WHAT THE EXERCISE ASKS |
All of the data below needs to be set down once more, exactly as written.

Collected data

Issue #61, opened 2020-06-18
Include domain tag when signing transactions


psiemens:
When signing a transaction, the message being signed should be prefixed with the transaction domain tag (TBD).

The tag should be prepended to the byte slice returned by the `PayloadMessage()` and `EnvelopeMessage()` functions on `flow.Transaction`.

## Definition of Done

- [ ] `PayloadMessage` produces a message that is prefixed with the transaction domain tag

WRITTEN RESPONSE |
Issue #61, opened 2020-06-18
Include domain tag when signing transactions


psiemens:
When signing a transaction, the message being signed should be prefixed with the transaction domain tag (TBD).

The tag should be prepended to the byte slice returned by the `PayloadMessage()` and `EnvelopeMessage()` functions on `flow.Transaction`.

## Definition of Done

- [ ] `PayloadMessage` produces a message that is prefixed with the transaction domain tag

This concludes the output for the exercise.